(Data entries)
PR #3111, opened 2021-06-10
Check chatmessages for illegal chars & moved length check into the packet class

Outfluencer:
If command logging is enabled the control chars could break the console and we fix the issue that hack client could use \n and color codes in commands

### DIFF
--- a/proxy/src/main/java/net/md_5/bungee/connection/UpstreamBridge.java
+++ b/proxy/src/main/java/net/md_5/bungee/connection/UpstreamBridge.java
@@ -144,6 +144,12 @@ public class UpstreamBridge extends PacketHandler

▶ _DESCRIPTION OF THE TASK_:
What you return must match the records above exactly, line for line.

▶ _ANSWER BOX_:
PR #3111, opened 2021-06-10
Check chatmessages for illegal chars & moved length check into the packet class

Outfluencer:
If command logging is enabled the control chars could break the console and we fix the issue that hack client could use \n and color codes in commands

### DIFF
--- a/proxy/src/main/java/net/md_5/bungee/connection/UpstreamBridge.java
+++ b/proxy/src/main/java/net/md_5/bungee/connection/UpstreamBridge.java
@@ -144,6 +144,12 @@ public class UpstreamBridge extends PacketHandler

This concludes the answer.